Stored entries
--*--

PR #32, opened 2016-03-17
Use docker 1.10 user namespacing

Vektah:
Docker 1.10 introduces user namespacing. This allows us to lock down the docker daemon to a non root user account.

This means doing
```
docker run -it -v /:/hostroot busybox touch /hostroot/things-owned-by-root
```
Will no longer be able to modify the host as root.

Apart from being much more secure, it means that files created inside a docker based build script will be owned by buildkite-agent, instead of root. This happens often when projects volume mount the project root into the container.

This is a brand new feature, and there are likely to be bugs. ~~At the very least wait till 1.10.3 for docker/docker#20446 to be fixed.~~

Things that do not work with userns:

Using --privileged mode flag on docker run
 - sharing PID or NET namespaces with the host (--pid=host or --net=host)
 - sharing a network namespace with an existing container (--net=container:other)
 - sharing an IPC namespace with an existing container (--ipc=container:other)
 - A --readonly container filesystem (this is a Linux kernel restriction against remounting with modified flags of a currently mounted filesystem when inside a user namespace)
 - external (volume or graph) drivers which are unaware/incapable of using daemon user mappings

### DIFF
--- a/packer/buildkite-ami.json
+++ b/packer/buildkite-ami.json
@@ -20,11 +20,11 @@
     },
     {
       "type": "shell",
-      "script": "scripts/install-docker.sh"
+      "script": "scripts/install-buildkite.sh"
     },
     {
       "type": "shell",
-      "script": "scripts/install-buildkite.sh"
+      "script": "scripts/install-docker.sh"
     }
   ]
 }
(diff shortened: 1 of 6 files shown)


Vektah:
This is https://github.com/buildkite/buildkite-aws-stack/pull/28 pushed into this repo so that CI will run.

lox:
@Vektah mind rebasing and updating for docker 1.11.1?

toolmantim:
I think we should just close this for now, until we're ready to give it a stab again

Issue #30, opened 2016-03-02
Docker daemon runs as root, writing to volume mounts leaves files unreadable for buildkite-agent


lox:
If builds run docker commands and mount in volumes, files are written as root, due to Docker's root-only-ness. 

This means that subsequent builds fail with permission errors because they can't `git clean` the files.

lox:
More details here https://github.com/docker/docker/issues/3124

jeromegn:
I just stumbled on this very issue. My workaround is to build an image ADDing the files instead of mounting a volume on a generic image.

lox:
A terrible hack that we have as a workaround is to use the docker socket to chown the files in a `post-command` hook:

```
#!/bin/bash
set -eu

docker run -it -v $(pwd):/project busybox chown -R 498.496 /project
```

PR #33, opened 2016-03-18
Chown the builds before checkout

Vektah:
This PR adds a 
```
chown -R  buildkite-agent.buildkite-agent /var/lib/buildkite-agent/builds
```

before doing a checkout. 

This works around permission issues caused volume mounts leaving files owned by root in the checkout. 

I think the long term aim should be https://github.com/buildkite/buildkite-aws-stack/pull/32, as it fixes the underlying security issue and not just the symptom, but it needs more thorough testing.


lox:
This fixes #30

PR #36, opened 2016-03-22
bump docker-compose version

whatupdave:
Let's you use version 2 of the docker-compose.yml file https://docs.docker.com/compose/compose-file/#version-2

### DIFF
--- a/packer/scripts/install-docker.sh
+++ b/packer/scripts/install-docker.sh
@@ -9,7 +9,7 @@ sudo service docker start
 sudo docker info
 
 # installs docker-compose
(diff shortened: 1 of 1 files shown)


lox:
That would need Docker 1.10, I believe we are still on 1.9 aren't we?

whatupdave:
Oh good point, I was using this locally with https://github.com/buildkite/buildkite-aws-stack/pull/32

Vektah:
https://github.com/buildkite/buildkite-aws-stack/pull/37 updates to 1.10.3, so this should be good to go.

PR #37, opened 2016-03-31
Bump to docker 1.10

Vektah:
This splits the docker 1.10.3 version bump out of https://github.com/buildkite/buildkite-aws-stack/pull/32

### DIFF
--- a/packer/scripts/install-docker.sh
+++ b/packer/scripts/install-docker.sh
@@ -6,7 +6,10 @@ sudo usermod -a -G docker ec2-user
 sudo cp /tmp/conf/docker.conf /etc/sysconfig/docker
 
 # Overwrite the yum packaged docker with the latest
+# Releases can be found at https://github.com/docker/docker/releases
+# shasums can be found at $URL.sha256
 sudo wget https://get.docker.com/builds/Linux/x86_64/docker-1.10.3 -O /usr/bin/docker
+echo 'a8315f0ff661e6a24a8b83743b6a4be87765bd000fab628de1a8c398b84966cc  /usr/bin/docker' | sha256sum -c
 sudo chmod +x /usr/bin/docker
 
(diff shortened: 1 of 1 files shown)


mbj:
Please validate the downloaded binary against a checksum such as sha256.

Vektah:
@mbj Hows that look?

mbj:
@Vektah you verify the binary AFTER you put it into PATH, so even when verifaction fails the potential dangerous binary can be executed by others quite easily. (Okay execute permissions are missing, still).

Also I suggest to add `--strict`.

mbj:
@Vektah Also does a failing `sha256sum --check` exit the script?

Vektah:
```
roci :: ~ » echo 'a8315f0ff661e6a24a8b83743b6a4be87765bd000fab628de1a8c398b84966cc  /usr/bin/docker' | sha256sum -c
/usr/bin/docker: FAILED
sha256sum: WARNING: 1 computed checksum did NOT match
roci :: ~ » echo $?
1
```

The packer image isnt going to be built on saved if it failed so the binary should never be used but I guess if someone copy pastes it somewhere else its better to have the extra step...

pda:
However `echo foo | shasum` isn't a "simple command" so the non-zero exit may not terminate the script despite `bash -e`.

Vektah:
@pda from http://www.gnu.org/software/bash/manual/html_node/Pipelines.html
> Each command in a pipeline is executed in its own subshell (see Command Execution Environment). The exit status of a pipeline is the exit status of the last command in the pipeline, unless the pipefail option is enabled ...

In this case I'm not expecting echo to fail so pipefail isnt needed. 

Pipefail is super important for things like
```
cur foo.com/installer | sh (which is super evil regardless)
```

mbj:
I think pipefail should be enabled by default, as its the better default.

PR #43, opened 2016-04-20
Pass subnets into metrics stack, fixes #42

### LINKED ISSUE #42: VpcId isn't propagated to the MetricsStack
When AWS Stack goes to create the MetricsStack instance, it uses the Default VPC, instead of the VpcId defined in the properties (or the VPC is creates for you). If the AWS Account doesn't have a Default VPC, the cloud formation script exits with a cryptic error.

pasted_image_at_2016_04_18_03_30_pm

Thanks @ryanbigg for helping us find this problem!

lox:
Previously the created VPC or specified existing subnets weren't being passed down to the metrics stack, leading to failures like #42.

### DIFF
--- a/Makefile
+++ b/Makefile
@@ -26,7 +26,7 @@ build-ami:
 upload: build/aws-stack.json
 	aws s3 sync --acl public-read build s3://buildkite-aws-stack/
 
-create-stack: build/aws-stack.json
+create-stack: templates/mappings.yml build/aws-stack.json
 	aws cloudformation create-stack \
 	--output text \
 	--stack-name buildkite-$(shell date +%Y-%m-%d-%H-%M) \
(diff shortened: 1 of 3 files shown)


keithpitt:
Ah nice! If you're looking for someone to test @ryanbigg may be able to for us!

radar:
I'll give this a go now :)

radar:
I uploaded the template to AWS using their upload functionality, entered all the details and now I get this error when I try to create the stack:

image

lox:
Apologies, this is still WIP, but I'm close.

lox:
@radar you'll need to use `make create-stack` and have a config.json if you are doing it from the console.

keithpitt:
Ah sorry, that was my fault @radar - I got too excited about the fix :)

--*--

● What to produce:
Output the records exactly.

● Exercise solution:
PR #32, opened 2016-03-17
Use docker 1.10 user namespacing

Vektah:
Docker 1.10 introduces user namespacing. This allows us to lock down the docker daemon to a non root user account.

This means doing
```
docker run -it -v /:/hostroot busybox touch /hostroot/things-owned-by-root
```
Will no longer be able to modify the host as root.

Apart from being much more secure, it means that files created inside a docker based build script will be owned by buildkite-agent, instead of root. This happens often when projects volume mount the project root into the container.

This is a brand new feature, and there are likely to be bugs. ~~At the very least wait till 1.10.3 for docker/docker#20446 to be fixed.~~

Things that do not work with userns:

Using --privileged mode flag on docker run
 - sharing PID or NET namespaces with the host (--pid=host or --net=host)
 - sharing a network namespace with an existing container (--net=container:other)
 - sharing an IPC namespace with an existing container (--ipc=container:other)
 - A --readonly container filesystem (this is a Linux kernel restriction against remounting with modified flags of a currently mounted filesystem when inside a user namespace)
 - external (volume or graph) drivers which are unaware/incapable of using daemon user mappings

### DIFF
--- a/packer/buildkite-ami.json
+++ b/packer/buildkite-ami.json
@@ -20,11 +20,11 @@
     },
     {
       "type": "shell",
-      "script": "scripts/install-docker.sh"
+      "script": "scripts/install-buildkite.sh"
     },
     {
       "type": "shell",
-      "script": "scripts/install-buildkite.sh"
+      "script": "scripts/install-docker.sh"
     }
   ]
 }
(diff shortened: 1 of 6 files shown)


Vektah:
This is https://github.com/buildkite/buildkite-aws-stack/pull/28 pushed into this repo so that CI will run.

lox:
@Vektah mind rebasing and updating for docker 1.11.1?

toolmantim:
I think we should just close this for now, until we're ready to give it a stab again

Issue #30, opened 2016-03-02
Docker daemon runs as root, writing to volume mounts leaves files unreadable for buildkite-agent


lox:
If builds run docker commands and mount in volumes, files are written as root, due to Docker's root-only-ness. 

This means that subsequent builds fail with permission errors because they can't `git clean` the files.

lox:
More details here https://github.com/docker/docker/issues/3124

jeromegn:
I just stumbled on this very issue. My workaround is to build an image ADDing the files instead of mounting a volume on a generic image.

lox:
A terrible hack that we have as a workaround is to use the docker socket to chown the files in a `post-command` hook:

```
#!/bin/bash
set -eu

docker run -it -v $(pwd):/project busybox chown -R 498.496 /project
```

PR #33, opened 2016-03-18
Chown the builds before checkout

Vektah:
This PR adds a 
```
chown -R  buildkite-agent.buildkite-agent /var/lib/buildkite-agent/builds
```

before doing a checkout. 

This works around permission issues caused volume mounts leaving files owned by root in the checkout. 

I think the long term aim should be https://github.com/buildkite/buildkite-aws-stack/pull/32, as it fixes the underlying security issue and not just the symptom, but it needs more thorough testing.


lox:
This fixes #30

PR #36, opened 2016-03-22
bump docker-compose version

whatupdave:
Let's you use version 2 of the docker-compose.yml file https://docs.docker.com/compose/compose-file/#version-2

### DIFF
--- a/packer/scripts/install-docker.sh
+++ b/packer/scripts/install-docker.sh
@@ -9,7 +9,7 @@ sudo service docker start
 sudo docker info
 
 # installs docker-compose
(diff shortened: 1 of 1 files shown)


lox:
That would need Docker 1.10, I believe we are still on 1.9 aren't we?

whatupdave:
Oh good point, I was using this locally with https://github.com/buildkite/buildkite-aws-stack/pull/32

Vektah:
https://github.com/buildkite/buildkite-aws-stack/pull/37 updates to 1.10.3, so this should be good to go.

PR #37, opened 2016-03-31
Bump to docker 1.10

Vektah:
This splits the docker 1.10.3 version bump out of https://github.com/buildkite/buildkite-aws-stack/pull/32

### DIFF
--- a/packer/scripts/install-docker.sh
+++ b/packer/scripts/install-docker.sh
@@ -6,7 +6,10 @@ sudo usermod -a -G docker ec2-user
 sudo cp /tmp/conf/docker.conf /etc/sysconfig/docker
 
 # Overwrite the yum packaged docker with the latest
+# Releases can be found at https://github.com/docker/docker/releases
+# shasums can be found at $URL.sha256
 sudo wget https://get.docker.com/builds/Linux/x86_64/docker-1.10.3 -O /usr/bin/docker
+echo 'a8315f0ff661e6a24a8b83743b6a4be87765bd000fab628de1a8c398b84966cc  /usr/bin/docker' | sha256sum -c
 sudo chmod +x /usr/bin/docker
 
(diff shortened: 1 of 1 files shown)


mbj:
Please validate the downloaded binary against a checksum such as sha256.

Vektah:
@mbj Hows that look?

mbj:
@Vektah you verify the binary AFTER you put it into PATH, so even when verifaction fails the potential dangerous binary can be executed by others quite easily. (Okay execute permissions are missing, still).

Also I suggest to add `--strict`.

mbj:
@Vektah Also does a failing `sha256sum --check` exit the script?

Vektah:
```
roci :: ~ » echo 'a8315f0ff661e6a24a8b83743b6a4be87765bd000fab628de1a8c398b84966cc  /usr/bin/docker' | sha256sum -c
/usr/bin/docker: FAILED
sha256sum: WARNING: 1 computed checksum did NOT match
roci :: ~ » echo $?
1
```

The packer image isnt going to be built on saved if it failed so the binary should never be used but I guess if someone copy pastes it somewhere else its better to have the extra step...

pda:
However `echo foo | shasum` isn't a "simple command" so the non-zero exit may not terminate the script despite `bash -e`.

Vektah:
@pda from http://www.gnu.org/software/bash/manual/html_node/Pipelines.html
> Each command in a pipeline is executed in its own subshell (see Command Execution Environment). The exit status of a pipeline is the exit status of the last command in the pipeline, unless the pipefail option is enabled ...

In this case I'm not expecting echo to fail so pipefail isnt needed. 

Pipefail is super important for things like
```
cur foo.com/installer | sh (which is super evil regardless)
```

mbj:
I think pipefail should be enabled by default, as its the better default.

PR #43, opened 2016-04-20
Pass subnets into metrics stack, fixes #42

### LINKED ISSUE #42: VpcId isn't propagated to the MetricsStack
When AWS Stack goes to create the MetricsStack instance, it uses the Default VPC, instead of the VpcId defined in the properties (or the VPC is creates for you). If the AWS Account doesn't have a Default VPC, the cloud formation script exits with a cryptic error.

pasted_image_at_2016_04_18_03_30_pm

Thanks @ryanbigg for helping us find this problem!

lox:
Previously the created VPC or specified existing subnets weren't being passed down to the metrics stack, leading to failures like #42.

### DIFF
--- a/Makefile
+++ b/Makefile
@@ -26,7 +26,7 @@ build-ami:
 upload: build/aws-stack.json
 	aws s3 sync --acl public-read build s3://buildkite-aws-stack/
 
-create-stack: build/aws-stack.json
+create-stack: templates/mappings.yml build/aws-stack.json
 	aws cloudformation create-stack \
 	--output text \
 	--stack-name buildkite-$(shell date +%Y-%m-%d-%H-%M) \
(diff shortened: 1 of 3 files shown)


keithpitt:
Ah nice! If you're looking for someone to test @ryanbigg may be able to for us!

radar:
I'll give this a go now :)

radar:
I uploaded the template to AWS using their upload functionality, entered all the details and now I get this error when I try to create the stack:

image

lox:
Apologies, this is still WIP, but I'm close.

lox:
@radar you'll need to use `make create-stack` and have a config.json if you are doing it from the console.

keithpitt:
Ah sorry, that was my fault @radar - I got too excited about the fix :)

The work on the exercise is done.